Aber offensichtlich ist alles ein Tagtraum, denn Marietta kommt am Ende noch einmal zurück, weil sie ihren Schirm vergessen hat – eine Geschichte zwischen Realität und Einbildung. Stefan Heyme hat als Bühne eine runde drehbare Bar gebaut, an der sich zwielichte Elemente, ähnlich wie bei dem berühmten Gemälde von Hopper, langweilen, dazu Vorhänge aus lauter weißen Fäden. Silke Willrett ist für die passenden Kostüme verantwortlich.

Musikalisch ist ganz Großes zu erleben. Das auf Wagner-Dimensionen erweiterte Orchester (3 Harfen !) sitzt rechts, der Dirigent Gabriel Feltz, u.a. GMD in Dortmund, hat den Riesenapparat auch für die Zuschauer sichtbar sehr gut im Griff, es erklingt ein überbordender Musikrausch von hoher musikalischer Opulenz mit blendend aufgelegten Bläsern.
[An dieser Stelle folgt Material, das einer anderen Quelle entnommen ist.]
PR #5893, opened 2023-07-23
[v3] Fix @entangle upgrade regex

PhiloNL:
This fixes: https://github.com/livewire/livewire/discussions/5868


joshhanley:
Thanks!

PR #5895, opened 2023-07-23
Add failing test when using `@persist` with iframes

PhiloNL:
Added failing test for https://github.com/livewire/livewire/discussions/5847

### DIFF
--- a/src/Features/SupportNavigate/BrowserTest.php
+++ b/src/Features/SupportNavigate/BrowserTest.php
@@ -18,6 +18,7 @@ class BrowserTest extends \Tests\BrowserTestCase
             Livewire::component('first-page', FirstPage::class);
             Livewire::component('first-page-with-link-outside', FirstPageWithLinkOutside::class);
             Livewire::component('second-page', SecondPage::class);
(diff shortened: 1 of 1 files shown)


joshhanley:
@PhiloNL wow nice job! 😁

calebporzio:
This is an interesting one. Apparently not a simple fix.

Turbo drive has dealt directly with this problem as well:
https://github.com/hotwired/turbo/issues/50
https://github.com/hotwired/turbo/issues/283

I'm not sure they've found a solution other than weird workarounds.

I'm hopeful we can figure something out, but I'm going to keep working through more pressing bugs before returning to this.

I'll leave this open for now because it's a valid problem.

Thanks for the test Philo!

levu42:
@calebporzio just saw this and was curious, so I googled a bit around and apparently a working solution seems to be to use shadow DOM & slots: https://bugzilla.mozilla.org/show_bug.cgi?id=254144#c106 https://github.com/whatwg/html/issues/5484#issuecomment-620481794 - didn't test it or anything though, but just to have it noted down here, in case this comes up again in the future

PR #5898, opened 2023-07-23
[v3] imageSize method on TemporaryUploadedFile to support dimensions validation rule

gdebrauwer:
Same as #5896 but for v3.


calebporzio:
Thanks!

PR #5900, opened 2023-07-23
[v3] Fixes stubs namespace generation

rahulhaque:
Fixes the issue with wrong namespace generation for forms and attributes, as they were hard coded. For example, `artisan livewire:form Auth/LoginForm` and `artisan livewire:attribute Auth/Content` will ignore the `Auth` part completely. This fixes the issue.


joshhanley:
Thanks!

PR #5903, opened 2023-07-23
[v3] Add beta warning to quickstart

PhiloNL:
The beta warning is now only shown on the upgrade guide. This PR will add the warning to the default documentation page (quickstart) as well to manage expectations.


nuernbergerA:
Maybe also mention that the focus is not to PR new features. It's about finding bugs and testing livewire as it is

PR #5904, opened 2023-07-23
[v3] Add dynamic validation attributes in Form Object

viliusvsx:
Added PR for dynamic validation attributes usage from Form Object 
Discussion: [#5853](https://github.com/livewire/livewire/discussions/5853)

Currently, dynamic attributes are available from component itself but not from form object.
This PR allow use dynamic attributes in method and do things, that in rule attribute is impossible


viliusvsx:
If in Livewire component, there is Form Object named "form", then validationAttribute method will be overwritten by Rule Attribute class. This feature with dynamic validationAttribute working if form name is not "form" but something like "postForm" or anything. Dynamic messages working

viliusvsx:
But what about attribute names that need to be translated using this __()

joshhanley:
@viliusvsx yeah you're correct, translation strings can't be passed into attributes, so I'm going to reopen this.

calebporzio:
Ok, I see.

You made the right choice being consistent with Livewire component classes for: 'validationAttributes' and 'messages' as method names

I always disliked 'validationAttributes' instead of 'attributes'. We did it so that people weren't confused with Livewire properties or any other "attributey" type thing.

Should we start clean with `attributes()` in Form objects instead of `validationAttributes()` or is that too much confusion. Should be add both? For bc?

Yeah, how do we feel about adding both.

We can merge this after we decide.

Thanks!

nuernbergerA:
@calebporzio now is the time to make BC :muscle:

viliusvsx:
I think method name could be attributes() instead of validationAttributes(). Since this will be added in Form Objects, short method name speak for itself

calebporzio:
Yeah, let's do `attributes()` - mind updating the PR?

viliusvsx:
Yeah, in a minute

viliusvsx:
I also not quite sure, but maybe these methods in form object `addValidationRulesToComponent()`, `addAttributesToComponent()`, `addMessagesToComponent()` make `protected` instead of `public` ? I am thinking that in form object users could never use these directly

devajmeireles:
Will `attributes` also accept custom validation class?

joshhanley:
@devajmeireles what do you mean by that?

joshhanley:
@viliusvsx just to give you an update, we were looking at changing it to `$attributes/attributes()` as well for component validation (not just FormObject validation) but there is possible confusion/ conflict if someone passes `$attributes` into their component like a blade component. 

So we're thinking it might be better to just stick to `$validationAttributes/validationAttributes()`.

@nuernbergerA and @PhiloNL what are your thoughts?

nuernbergerA:
@joshhanley naming is hard - i vote for consistency

PR #5916, opened 2023-07-24
[V3][Docs] Change Extends from Controller to Component

devajmeireles:
This PR aims to change the "extends" of one of the examples from Controller, that's wrong for Livewire components, to Component.


joshhanley:
Thanks!

PR #7042, opened 2023-10-10
fix: Stream cuts chunked JSON objects in half

danharrin:

No

Yes

No

No streaming tests at all yet, I don't have the time to dedicate to creating those yet

Sometimes, `reader.read()` returns an incomplete JSON object - half of it is stuck in the next chunk of the response. Incomplete JSON objects cannot be identified as stream chunks, and therefore do not get extracted, and end up in the `finalResponse`. When they remain in the `finalResponse`, they corrupt the JSON structure of the real final response when it gets parsed. These need to be removed from the final response at all costs otherwise the streamed request cannot complete.

This PR changes the logic, so instead of discarding incomplete JSON chunks as "finalResponse", it appends them onto the start of the next response. This allows Livewire to reattempt parsing them as a complete chunk, meaning that they don't end up in the final response when it is parsed.

Thanks for contributing! 🙌

### DIFF
--- a/dist/livewire.esm.js
+++ b/dist/livewire.esm.js
@@ -8344,18 +8344,18 @@ on("request", ({ respond }) => {
 });
 async function interceptStreamAndReturnFinalResponse(response, callback) {
   let reader = response.body.getReader();
-  let finalResponse = "";
+  let remainingResponse = "";
   while (true) {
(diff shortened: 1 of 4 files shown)


calebporzio:
Thanks Dan!

PR #7057, opened 2023-10-11
Add failing test when updating form data containing a locked property (regression introduced in v3.0.6).

ildyria:
I'm submitting a failing test for a scenario with form properties involved.

Assuming a component with a form.
We may want to lock one of the property of the form. Unfortunately this locks all the properties of said form.
**This is a regression introduced by version 3.0.6.**

```php
class SomeForm extends Form {
	#[Locked]
	public ?string $id = null;
	public string $foo = '';

	public function init(?string $id) {
		$this->id = $id;
	}
}

class Component extends BaseComponent
{
	public SomeForm $form;

	public function mount() {
		$this->form->init('id');
	}

    public function render()
    {
        return <<< 'HTML'
<div>

	<input type='text' wire:model='form.foo' />
</div>
HTML;
	}
}
```

Changing the value of `foo` will fail with the following error: `Exception: Cannot update locked property: [form.id]`


joshhanley:
@ildyria thanks for the PR! In future, please don't open two PRs. If you work out a fix, just push changes to the original failing test PR and rename it 🙂 Going to close this in favour of PR #7060.

PR #7060, opened 2023-10-12
Fixes regression on locked properties in forms introduced by v3.0.6

ildyria:

Fixes a fix #6926

:heavy_check_mark: 

:x: Does not contains other changes.

Failing tests are available from my other PR: #7057

Thanks for contributing! 🙌

---

The fix presented in #6926 did not work for locked properties in components with a form.
We may want to lock one of the property of the form. Unfortunately this locks all the properties of said form.
**This is a regression introduced by version 3.0.6.**

```php
class SomeForm extends Form {
	#[Locked]
	public ?string $id = null;
	public string $foo = '';

	public function init(?string $id) {
		$this->id = $id;
	}
}

class Component extends BaseComponent
{
	public SomeForm $form;

	public function mount() {
		$this->form->init('id');
	}

    public function render()
    {
        return <<< 'HTML'
<div>

	<input type='text' wire:model='form.foo' />
</div>
HTML;
	}
}
```

This is because in a locked `form.id` property, when updating `form.foo` the code would check `'form' == 'form'`.
This refactored the logic back to `startWith` but adding the nested property character delimiter `.` or compare with equality.

#### Old logic:
```php
            ->filter(function ($attr) use ($fullPath) {
                $attributeRoot = (string) str($attr->getName())->before('.');
                $updatePathRoot = (string) str($fullPath)->before('.');

                return $attributeRoot === $updatePathRoot;
            })
```

#### New logic:
```php
            ->filter(fn ($attr) => str($fullPath)->startsWith($attr->getName() . '.') || $fullPath === $attr->getName())
```


lrljoe:
@ildyria - believe it or not, I actually used the logic below in my original PR:
```
->filter(fn ($attr) => ((str($fullPath)->startsWith($attr->getName() . ".")) || str($fullPath)->is($attr->getName())))
```
Which roughly matches yours.  I'm not sure whether my approach of
```
str($fullPath)->is($attr->getName)
```
is cleaner than your approach of
```
$fullPath === $attr->getName()
```
or whether yours is the better of the two!

The reason I used str($fullPath)->is($attr->getName() , was to ensure that the $fullPath is actually a string prior to comparison, which may avoid mismatches, or anything odd being introduced.

It was @calebporzio who tweaked my implementation, so we can all blame him 😆

lrljoe:
@lyriad - may be worthwhile merging in the failing test into this PR to be honest, if they take the fix, then they'll be glad not to have to merge the failing test in too.

swissinside:
I hope that this PR will be merged soon. I cannot update from v3.0.5 because of this bug.

lrljoe:
Noting that on this PR, I did some light testing:

1) Locked Form (Form $form)
2) Unlocked Form (Form $form) with:
  a) Locked Fields 
  b) Unlocked Fields
3) Locked String
4) Unlocked String
5) Locked Array
6) Unlocked Array

All seemed to work okay.

calebporzio:
Thank you for this!

PR #7075, opened 2023-10-15
Utilize PHPUnit\Framework\TestCase class to broaden compatibility with other packages

ph7jack:
Enhanced Compatibility with Other Packages Utilizing `PHPUnit\Framework\TestCase` Class

Yes, enhancing compatibility is always beneficial as it promotes interoperability with a wider array of packages. 
No discussion was created.

**2️⃣ Did you create a branch for your fix/feature? (Master branch PR's will be closed)**

Yes, a separate branch named `add-testcase-compatibility` has been created for this purpose.

No, this PR solely focuses on enhancing compatibility by utilizing the `PHPUnit\Framework\TestCase` class.

No, existing tests continue to pass with these changes, serving primarily to extend compatibility with other packages/projects, ensuring seamless integration as they evolve.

Der Chor unter Rustam Samedov singt Corona bedingt aus dem Off und aus verschiedenen Ecken; ein klanglich sehr interessanter Effekt. Auch die Sängerriege kann sich hören lassen, allen voran die litauische Sopranistin Aušrine Stundyte, die gerade in Salzburg als Elektra große Erfolge feierte: Mit glasklarer Stimme, kraftvoll, mühelos in den Höhen und mit faszinierendem Spiel; sie war bis 2009 Ensemblemitglied in Köln und wurde damals mit dem Offenbachpreis ausgezeichnet.
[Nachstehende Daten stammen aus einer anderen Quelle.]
PR #7083, opened 2023-10-16
Docs: note about nginx 404 `livewire.js`

robsontenorio:
This is the beginner's very first issue when using Nginx.

Feel free to tweak the text. This note was taken from  https://benjamincrozat.com/livewire-js-404-not-found

image

### DIFF
--- a/docs/installation.md
+++ b/docs/installation.md
@@ -8,6 +8,17 @@ composer require livewire/livewire
 
 That's it — really. If you want more customization options, keep reading. Otherwise, you can jump right into using Livewire.
 
+## Note about 404 `/livewire.js`
+
+Once this file is served by Livewire. Nginx can’t find it, so it responds with a 404 error. Add this config, which will prevent Nginx from interfering with this specific location.
+
+```
+location = /livewire/livewire.js {
+    expires off;
+    try_files $uri $uri/ /index.php?$query_string;
+}
+```
+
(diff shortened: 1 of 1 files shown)


calebporzio:
Good call - thanks for this PR! I reworked the wording a little, but the content is still there for people. Thanks!

johnbacon:
Alternatively, we're curious if this PR is something being considered: https://github.com/livewire/livewire/pull/6891

As discussed in https://github.com/livewire/livewire/discussions/6575#discussioncomment-6853744, it's generally not considered best practice to serve static files in this way. I believe that PR's solution should supersede an Nginx workaround.

clementmas:
That nginx config recently stopped working for me until I changed the filename to `location = /livewire/livewire.min.js`. So I guess the docs are wrong now.

It's clearly not a good practice to serve a JS file through PHP. There's probably a better solution but I haven't dug into the subject yet.

PhiloNL:
> That nginx config recently stopped working for me until I changed the filename to `location = /livewire/livewire.min.js`. So I guess the docs are wrong now.
> 
> It's clearly not a good practice to serve a JS file through PHP. There's probably a better solution but I haven't dug into the subject yet.

Currently, Livewire changes the route depending on `APP_DEBUG` if the value is true the file is `/livewire/livewire.js` otherwise it's `/livewire/livewire.min.js`

PR #7085, opened 2023-10-17
Enhancing custom namespace, layout, and view path for the HMVC concept.

hexters:
Thank you for creating this incredibly amazing package to simplify and modernize the application development process. However, I have a small suggestion as outlined below.

Sometimes, we want to separate Livewire files outside the `app` folder, for example, in a `Modules` folder, especially for larger projects to maintain proper file organization. This can be achieved by modifying the configuration in the Middleware of each module route, as shown below:

```php
. . .

namespace Modules\Admin\Http\Middleware;

. . .

Config::set('livewire.view_path', base_path('Modules/Admin/views/livewire'));
Config::set('livewire.class_namespace', "Modules\\Admin\\Livewire");
Config::set('livewire.layout', "admin::components.layouts.app");

return $next($request);

```

However, there is a minor issue when performing a submit event. The configuration set up previously cannot be received by the `livewire.update` route because it is located outside the middleware that has already been created. Therefore, I attempted to make a slight change by adding three variables to the `wire:snapshot`:

- `view_path`
- `class_namespace`
- `layout`

These three variables will then be set in the `Livewire\Mechanisms\HandleComponents\HandleComponents` file so that the response from the `livewire.update` route has the same configuration as the Middleware or any other technique.

I hope these minor changes can make Livewire more flexible for various real-world application development scenarios.

### Discussions
Related issues can also be found here: 
- [#1813 - Use Livewire with nwidart/modules](https://github.com/livewire/livewire/discussions/1813)
- [#3873 - Support for modularity in Livewire](https://github.com/livewire/livewire/discussions/3873)

### Thank you.


calebporzio:
Thanks for the submission, however, I don't think we're going to go with this for now. You can configure Livewire's update endpoint to use specific middleware: https://livewire.laravel.com/docs/installation#configuring-livewires-update-endpoint

That might help you with applying this config to update requests.

Thanks!

PR #7099, opened 2023-10-18
Fixes Livewire.dispatchTo

vladrusu:
This pull request fixes #6222, so that now Livewire.dispatchTo and $wire.dispatchTo accept the same arguments.

According to [documentation](https://livewire.laravel.com/docs/javascript#interacting-with-events) you can do something:
```Livewire.dispatchTo('dashboard', 'post-created', { postId: 2 });```

... except that **you can't.**

Why? That's because currently Livewire.dispatchTo requires 4 arguments, the first being **component**, [which is not used in the code](https://github.com/livewire/livewire/blob/5ab209d65f5409fac781dda1d28f030706b1619f/js/features/supportEvents.js#L67).

So, your code has to be something like:
```Livewire.dispatchTo(null, 'dashboard', 'post-created', { postId: 2 });```
which is weird and counter-intutive.

But this works:

```$wire.dispatchTo('dashboard', 'post-created', { postId: 2 });```

So, this pull request makes that Livewire.dispatchTo and $wire.dispatchTo work the same.

### DIFF
--- a/js/$wire.js
+++ b/js/$wire.js
@@ -155,7 +155,7 @@ wireProperty('$on', (component) => (...params) => listen(component, ...params))
 
 wireProperty('$dispatch', (component) => (...params) => dispatch(component, ...params))
 wireProperty('$dispatchSelf', (component) => (...params) => dispatchSelf(component, ...params))
-wireProperty('$dispatchTo', (component) => (...params) => dispatchTo(component, ...params))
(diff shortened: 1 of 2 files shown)


SanderMuller:
Ran into this issue, took me a while to find out why `dispatchTo` wasn't working. LGTM!

claushellsing:
Thanks , I ran into this issue aswell

vladrusu:
Great, thanks!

Den Paul sang Stefan Vinke, ein gestandener und vielfältig erprobter Wagner-Tenor, mit einer mächtigen Stimme, der die schwierige und anspruchsvolle Partie sicher meisterte. Seinen Freund Frank gab der Kölner Publikumsliebling Miljenko Turk; seine Stimme, oftmals in Köln gehört, scheint reifer geworden zu sein. Auch Kammersängerin Dalia Schächter lag die Rolle der Haushälterin sehr, immer wieder gefällt ihr glutvoller Mezzo. Regina Richter und John Heuzenroeder aus dem Ensemble brillieren in den kleineren Partien, ebenso Anna Malesza-Kutny aus Polen und Dustin Drosdziok; beide stammen aus dem Kölner Internationalen Opernstudio.

 

Es war ein ganz großer Opernabend, mit Herzklopfen und kleinen Schweißausbrüchen. Und endlich mal wieder mit einer Premierenfeier.

Wer noch nicht drin war: 17., 19., 22. und 25. September.